Filter the lines below, copying only those with the string "just".

Data items:
[Start of section]

Issue #168, opened 2024-01-11
Tidy up hover/active/focus state styling


emteknetnz:
Hover/active/focus state styling is a bit of a mess

![image](https://github.com/silverstripe/silverstripe-linkfield/assets/4809037/c006a72b-8653-45bc-b389-a0bfbc703d32)

## Acceptance criteria
- Check with design team what they'd like done (probably just make everything have a white background and unchanging border to match elemental)
- Implement design suggestions

## PR
- https://github.com/silverstripe/silverstripe-linkfield/pull/191

sabina-talipova:
PR's merged. Task is completed.

PR #191, opened 2024-01-25
ENH Improve hover active and focus state styling

emteknetnz:
Issue https://github.com/silverstripe/silverstripe-linkfield/issues/168

Has been demoed to and approved by design team


client/src/components/LinkPicker/LinkPickerTitle.js
```diff
@@ -95,10 +95,10 @@ const LinkPickerTitle = ({
           <span className="link-picker__url">{description}</span>
         </small>
       </div>
+      {(canDelete && !readonly) &&
+        <span className="link-picker__delete btn btn-link" onClick={stopPropagation(() => !loading ? onDelete(id) : null)}>{deleteText}</span>
```
emteknetnz: This has changed from a `<Button>` to a `<span>` because there's a error in yarn build that you cannot have a `<Button>` be a child of a `<Button>`

I've added the `btn btn-link` classes so that it still styles the same as the `<Button>`

sabina-talipova: Everything looks good, just small issue.
When we change `<button>` to `<span>` we lose all available button functionality. So now we lose focus on Archive button and when we use keyboard we cannot press "Archive" button.
Probably we should add additional attributes ([see](https://developer.mozilla.org/en-US/docs/Web/Accessibility/ARIA/Roles/button_role#basic_button_example)) and define onKeyDown method.
E.g. 
```js
<span role="button" tabIndex="0" className="link-picker__delete btn btn-link" onKeyDown={stopPropagation(() => !loading ? onDelete(id) : null)} onClick={stopPropagation(() => !loading ? onDelete(id) : null)}>{deleteText}</span>
```

sabina-talipova (changes requested):

client/src/components/LinkPicker/LinkPickerTitle.js

sabina-talipova (changes requested):
@emteknetnz, there are still some issues with "span like button":
- if we use keyboard and press "Archive" then select "Cancel" in confirmation window the Link edit modal window will be open after browser confirmation window.
- Small style issue with External links. 
Screenshot 2024-01-29 at 2 02 10 PM

client/src/components/LinkPicker/LinkPickerTitle.js
```diff
@@ -97,10 +101,23 @@ const LinkPickerTitle = ({
...
       </div>
+      {(canDelete && !readonly) &&
+        // This is a <span> rather than a <Button> because we're inside a <Button> and
+        // trigger an error when you attempt to nest a <Button> inside a <Button>.
+        <span
+          role="button"
+          tabIndex="0"
+          className="link-picker__delete btn btn-link"
+          onKeyDown={(evt) => {
+            preventDefaultPropogation(evt);
```
sabina-talipova: @emteknetnz , could you, please, update this method. Since we have a small issue with moving further.
Probably we should replace it with `stopPropagation` and add `evt.preventDefault()` after `onDelete(id)`

Before (Cannot select Button below)

https://github.com/silverstripe/silverstripe-linkfield/assets/87288324/4f4fa81a-a02b-4259-9e5d-065f1a49d0f5

After:

https://github.com/silverstripe/silverstripe-linkfield/assets/87288324/9b28bc61-dfb5-4f1c-b504-22fb90c908c4

sabina-talipova (changes requested):

sabina-talipova (approved):
LGTM. Tested locally, it works as expected.

Issue #152, opened 2023-12-19
Versioned UI state (of link owner record) after link creation and deletion


emteknetnz:
After a link is created and the underlying parent object is directly saved in the database, [as part of this card](https://github.com/silverstripe/silverstripe-linkfield/issues/145), the versioned UI state should be correct

Examples:
- For a freshly published Page with a LinkField on it, when a new Link is added, the Page versioned UI state should be a clean Save button, and a dirty Published button.
- For a freshly published Content Block Page with a LinkField on a Content Block, when a new Link is added, the Content Block should have a modified versioned state, and the page its only should have a clean Save button, and a dirty Published button.

## Notes
- Should be able to use the existing javascript change tracker to update this, rather than directly updating the save and publish buttons via jquery

## Acceptance criteria
- [ ] The versioned state UI for pages is correct when new Links are added or deleted
- [ ] The versioned state UI for content blocks is correct when new Links are added or deleted
- [ ] If there are any _unsaved_ changes on the page/block at the time the link is added/deleted, the save button should remain in a dirty state.

## PR
- https://github.com/silverstripe/silverstripe-linkfield/pull/193

## New issues created
- https://github.com/silverstripe/silverstripe-admin/issues/1665

sabina-talipova:
PR's merged. Task was completed.

PR #193, opened 2024-01-30
ENH Set Published button dirty state when Link is an unpublished state

emteknetnz:
Issue https://github.com/silverstripe/silverstripe-linkfield/issues/152

I've tested this for:
- Links on Pages
- Links on Elemental
- Links on DataObjects managed by ModelAdmins

It will set the "Publish" button to a dirty state when the LinkPickerTitle has either a 'Draft' or a 'Modified' versionedState.  It won't change the state of "Save" button as LinkField constantly saves everything via AJAX.

Note that for Elemental this is only true if the Link if modifed via the link modal.  The "Save" button will still get a dirty state when new links are added or deleted.  This is due to existing logic in Elemental to that will trigger the jQuery changetracker which will alter both the Save and the Publish buttons.  There's nothing we can really do about this without a lot of hacking around it, and I don't think this is worth it since a dirty Save button is far from the worse thing ever.

I've also created a new issue for the all the CMS [inconsistency](https://github.com/silverstripe/silverstripe-admin/issues/1665) I discovered about the changetracker while doing this work


client/src/components/LinkField/LinkField.js
```diff
@@ -136,7 +137,7 @@ const LinkField = ({
   /**
    * Update the component when the 'Delete' button in the LinkPicker is clicked
    */
-  const onDelete = (linkID, deleteType) => {
+  const handleDelete = (linkID, deleteType) => {
```
emteknetnz, line 140: This is unrelated refactoring to follow the consistent naming of defining 'handle*' methods and passing them to 'on*' props

client/src/components/LinkField/LinkField.js
```diff
@@ -172,6 +173,42 @@ const LinkField = ({
...
+      '.cms-edit-form button[data-text-alternate]#Form_ItemEditForm_action_doPublish'
+    ].join(',');
+    const publishButton = document.querySelector(cssSelector);
+    if (!publishButton) {
+      return;
+    }
+    const dataBtnAlternateRemove = publishButton.getAttribute('data-btn-alternate-remove') || '';
+    dataBtnAlternateRemove.split(' ').forEach((className) => {
+      publishButton.classList.remove(className);
+    });
```
sabina-talipova: Everything works perfect, as expected. But there is a small issue here. If somehow we pass empty string as class name then we get `Uncaught DOMException: Failed to execute 'remove' on 'DOMTokenList': The token provided must not be empty.`. Probably we should check that `dataBtnAlternateRemove`, `dataBtnAlternateAdd `, `dataTextAlternate ` are not empty string before.

sabina-talipova (changes requested):

client/src/components/LinkField/LinkField.js
emteknetnz: Have added a couple of `if (className) {` checks

sabina-talipova (approved):
LGTM. Tested locally.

[End of section]

» **Exercise response**
- Check with design team what they'd like done (probably just make everything have a white background and unchanging border to match elemental)
sabina-talipova: Everything looks good, just small issue.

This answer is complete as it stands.